Литмир - Электронная Библиотека
Содержание  
A
A

Так что же соединило этих столь непохожих людей на весь их жизненный срок?.. Во времена, когда семья все более и более напоминает собой поле бессмысленной и жестокой битвы, супружество дяди Васи и тети Таи изумляет своею едва ли не фатальной надежностью.

Дело тут, думается, вот в чем: они верили, что браки совершаются на небесах, потому их брак на небе и совершился.

Шел третий день…

Маленький этот институт занимал первый этаж старого арбатского дома.
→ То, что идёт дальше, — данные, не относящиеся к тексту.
Issue #10666, opened 2018-08-03
What should the generated Python module be called?


lydia-duncan:
The tutorial for Cython tends to use a different name for the .a/.so/.h/.pxd combo and the .pyx/.py final python module name.  What should we use as the base name for the .pyx/.py files?  How should the user control it?

Options:

1.  Use the name specified via `-o` as the name for the .pyx/.py file and a different, generated name for the .a/.so/.h/.pxd file
  - Rationale: when creating a Python module, it may be that the user doesn't care as much about the C style library
2. Use a different name for the .pxd file, and have the .pyx/.py file match the name of the .a/.so/.h
  - I need to experiment to see if this is actually valid.  I also need to experiment with the .h having a different name from the .a/.so
3. Allow the user to specify the name for the generated python module, and use that name for the .pyx/.py file.  Flag would potentially be named `--library-python-name`
  - If the flag is not provided, the name defaults to `chpl_libraryName` where libraryName is the name used for the .a/.so.

The .pxd file name will match the header name, since the file will probably get hidden from the user.

I lean towards 2 if possible (with 3's strategy as the way to change the name).  If 2 is not possible, then I lean towards just 3

bradcray:
> The tutorial for Cython tends to use a different name for the .a/.so/.h/.pxd combo and the .pyx/.py final python module name.

Is there a reason they can't all share the same name?  I.e., is it for pedagogical purposes of some kind within the tutorial, or is it a requirement of some sort?

lydia-duncan:
It seems to be just a general best practice.  I can use the same name for the .pxd and .pyx/.py files today without issue.  I suspect Cython probably won't disable that support in the future but they may not test it as thoroughly as the other strategy or something, so it might be better to honor it?  I'm not married to following it, but left to my own devices I probably would.

mppf:
I'd favor using the same name if possible. If you're uncertain about how weird/tested that is, maybe you could ask on a Cython chat channel / mailing list?

lydia-duncan:
[Here's the Cython chat thread](https://groups.google.com/forum/#!topic/cython-users/q25rLV1UBRM).  Basically, the names are supposed to match when the code is entirely implemented in the .pyx/.pxd files.  Because the code is implemented in a library file, the .pxd file and .pyx file should have different names.  But the .pyx can match the library.  So strategy 2 seems like the way to go (with a flag to change the name of the generated Python module)

mppf:
[...]

PR #10787, opened 2018-08-15
Generate pyx file in --library-python compilation

### LINKED ISSUE #10662: Generate .pyx file for Chapel library python compilation
This is the next file that needs to be generated in order to create a Python module from a Chapel library using Cython. It should only be generated when the flag defined in #10442 is thrown during library compilation. We might even want to clean it up afterwards by putting it in a temporary directory like our generated C code (not sure if that will cause problems later, need to experiment).

.pyx files have the format:
```cython
from foo cimport chpl_library_init as library_init, chpl_library_finalize as library_finalize, chpl__init_foo
from foo cimport funcName as chpl_funcName

def chpl_setup():
    cdef char** args = ['finalModuleName']
    library_init(1, args)
    chpl__init_foo(1, 1)

def chpl_cleanup():
    library_finalize()

def funcName(argList):
  # translations for specific argument types
  chpl_funcName(newArgList)
```

The translation for certain types will be slightly more complicated than others.

Test code for this does not need to fully compile (although that is something I will do locally), I can just include it in the .catfiles for now.

lydia-duncan:
Resolves #10662 

This generates the next file needed for Cython compilation of Chapel library files into
a Python-accessible module.  .pyx files contain imports from the .pxd file and present
the functions in a form that can be called from Python.  For some types, this means
performing a translation from the Python argument to a corresponding C version - for
instance, the Python 3 bytes type needs to be copied into a C char*.

The .pyx file we generate also unifies the runtime and module initializations into a single
function on the Python side, for the user's convenience.

Following the discussion on #10666, the .pyx file uses the name of the library (minus
the "lib" in the case where we add it) as the name for the .pyx file, changing the name
of the .pxd file to be "chpl_" plus the header name.

Note: this does not do anything special for arrays yet.  The .pxd file needs to export the chpl_external_array definition so that the .pyx file can import and use it to translate some
known Python types.  I'm going to do that in a separate PR, since this one was
feeling a bit large.

Also note: this doesn't add a flag for controlling the name of the generated Python
module.  This PR was getting large so I figured I should separate that part out (though
this PR already includes changing the name of the .pxd file, so maybe this is the right
place for it).

This change is a little easier to review in "split" mode than in "unified" mode, because
I moved the pxd functionality into a separate function, so the diff got muddled.

Testing: I extended the python tests to also validate the .pyx contents.  Once we have
a testing environment with Cython (and I generate the last file necessary), I will
change these tests to actually build and run a python program.  Also, added a test
of the python module name when the library name is specified via -o.

Passed a full paratest


lydia-duncan:
@mppf - would you review?

compiler/codegen/codegen.cpp
```diff
@@ -2161,6 +2161,18 @@ static void setupDefaultFilenames() {
       strncat(executableFilename, lastSlash,
               sizeof(executableFilename)-strlen(executableFilename)-1);
 
+      if (fLibraryPython) {
+        strncpy(pythonModulename, lastSlash, sizeof(pythonModulename)-1);
```
mppf: while lastSlash describes how it was computed, this value *really* needs a different variable name. I'd recommend e.g.
``` c
     const char* lastSlash = strrchr(mainModFilename, '/');
     const char* filename = NULL;
     if (lastSlash == NULL) {
       filename = mainModFilename;
     } else {
       filename = lastSlash + 1;
    }
```

and replacing your uses of lastSlash with filename.

compiler/codegen/library.cpp
```diff
@@ -243,37 +244,143 @@ static void setupPythonTypeMap() {
...
+static void makePYXFile(std::vector<FnSymbol*> functions);
+
 void codegen_library_python(std::vector<FnSymbol*> functions) {
   if (fLibraryCompile && fLibraryPython) {
     setupPythonTypeMap();
 
-    fileinfo pxd = { NULL, NULL, NULL };
+    strcpy(pxdName, "chpl_");
+    strncat(pxdName, libmodeHeadername,
+            sizeof(libmodeHeadername)-strlen(pxdName)-1);
```
mppf: So the code you're writing has a lot of strcpy / strncat.
I tolerate some of these but in general I'd rather look at code that uses `+` on C++ strings (and then calls `.c_str()`) or uses our own `astr` method to concatenate strings.

compiler/codegen/library.cpp
```diff
@@ -243,37 +244,143 @@ static void setupPythonTypeMap() {
...
+    fprintf(pxd.fptr, "from libc.stdint cimport *\n\n");
 
-      for_vector(FnSymbol, fn, functions) {
-        if (!isFunctionToSkip(fn)) {
-          fn->codegenPXD();
+    fprintf(pxd.fptr, "cdef extern from \"%s.h\":\n", libmodeHeadername);
+
+    for_vector(FnSymbol, fn, functions) {
+      if (!isFunctionToSkip(fn)) {
+        fn->codegenPython(true);
```
mppf: Can we call it codegenPythonPXD?

compiler/codegen/library.cpp
```diff
@@ -243,37 +244,143 @@ static void setupPythonTypeMap() {
...
+  // Initialize the included modules (continuation of chpl_setup definition)
+  for_vector(FnSymbol, fn, moduleInits) {
+    fprintf(outfile, "\t%s(1, 1)\n", fn->cname);
+  }
+  fprintf(outfile, "\n");
+
+  // Shut down the runtime and libraries.  chpl_cleanup should get called when
+  // the exported Chapel code is no longer needed
+  fprintf(outfile, "def chpl_cleanup():\n");
+  fprintf(outfile, "\tchpl_library_finalize()\n");
```
mppf: Just curious, but it looks like chpl_library_init doesn't init modules but chpl_library_finalize does deinit modules. That seems odd. Am I misunderstanding?

compiler/codegen/symbol.cpp
```diff
@@ -877,22 +877,42 @@ GenRet ArgSymbol::codegen() {
...
   // TODO: LLVM stuff
 }
 
+// Some Python type instances need to be translated into C level type instances.
+// Generate code to perform that translation when this is the case
+std::string ArgSymbol::getPythonArgTranslation() {
+  Type* t = getArgSymbolCodegenType(this);
+
+  if (t == dtStringC) {
+    std::string res = "\tcdef char* chpl_";
```
mppf: c_string == const char * not char*

compiler/codegen/symbol.cpp
```diff
@@ -877,22 +877,42 @@ GenRet ArgSymbol::codegen() {
 
 // If there is a known .pxd file translation for this type, use that.
 // Otherwise, use the normal cname
-static std::string getPXDTypeName(Type* type) {
+static std::string getPythonTypeName(Type* type, bool pxd) {
```
mppf: I don't really like this bool pxd. Can you make it an enum instead? That makes it easier to understand the call site.

e.g. 

getPythonTypeName(myType, PYTHON_PXD)

compiler/codegen/symbol.cpp
```diff
@@ -877,22 +877,42 @@ GenRet ArgSymbol::codegen() {
...
     return tNames.first;
+  } else if (!pxd && tNames.second != "") {
+    return tNames.second;
   } else {
     return transformTypeForPointer(type);
   }
 }
 
-std::string ArgSymbol::getPXDType() {
+std::string ArgSymbol::getPythonType(bool pxd) {
```
mppf: bool -> enum pls

compiler/codegen/symbol.cpp
```diff
@@ -1652,7 +1672,7 @@ GenRet FnSymbol::codegen() {
 }
 
 // Supports the creation of a python module with --library-python
-void FnSymbol::codegenPXD() {
+void FnSymbol::codegenPython(bool pxd) {
```
mppf: bool -> enum please
also I'd prefer this just be named codegenPythonPXDPYD e.g. but I can live with codegenPython

compiler/codegen/symbol.cpp
```diff
@@ -1716,6 +1740,73 @@ GenRet FnSymbol::codegenPXDType() {
...
+        count++;
+      }
+
+    } // pyx files do not take void as an argument list, just close the parens
+    header += "):\n";
+    funcCall += ")\n";
+    ret.c = header + argTranslate + funcCall + returnStmt;
+
+  } else {
+    // TODO: LLVM stuff
```
mppf: So these LLVM TODOs are getting a bit ridiculous. Supposing, for the sake of argument, that we were using --llvm to build a library and wanted the compiler to generate these Cython interop files. Then info->cfile would be set to the Cython file, right? Same thing with the header file generation. Even if we use --llvm, we still want to emit C declarations for the header, so info->cfile should be set.

compiler/codegen/library.cpp
lydia-duncan: No, that's correct.  I was able to extend chpl_library_finalize to deinit modules because module initialization adds the deinit function to a list of functions to call, so the runtime only has to know that the list will be accurate instead of its contents.  We did discuss how to set up the library initialization functions to all get called by chpl_library_init back in May, but it required more work to implement and I haven't prioritized it yet.

compiler/codegen/symbol.cpp
lydia-duncan: That makes sense.  I remember thinking something along those lines at some point so I'm surprised this one survived, I'll remove it.

compiler/codegen/library.cpp
lydia-duncan: I've been using mostly to deal with the things that get set via compiler flags (mostly because I was following precedent).  I don't expect this to be set via a compiler flag, though, so I will definitely use a C++ string instead!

Собственно, институт давно уже был присоединен на правах филиала к другому, значительно более солидному, но благодаря, вероятно, территориальной автономии сохранил свой уклад и свою вывеску с длинным названием.

Человек, впервые попавший сюда, — скажем, новый курьер из министерства или провинциальный командированный, — распахнув двери, застывал обыкновенно на месте, пораженный богатством и разнообразием флоры: цветы пышно вздымались на подоконниках, гирляндами ползли по стенам и потолку, свисали со стеллажей и шкафов.

Спросив прощения, новичок выходил на улицу, вновь вчитывался в облезлую вывеску и, пожав плечами, решался на вторую попытку. Когда, еще раз поздоровавшись, он робко интересовался, не здесь ли находится институт с тем самым названием, шесть женщин, которых он поперву в этих джунглях и не углядел, наперебой начинали заверять его в том, что он действительно не ошибся.

Гостя усаживали в продавленное кресло, тотчас же включался электрический самовар, извлекались из сумок конфеты, сухарики и печенье. Гость порывался было объяснять, зачем он здесь, но на него махали руками: потом, потом!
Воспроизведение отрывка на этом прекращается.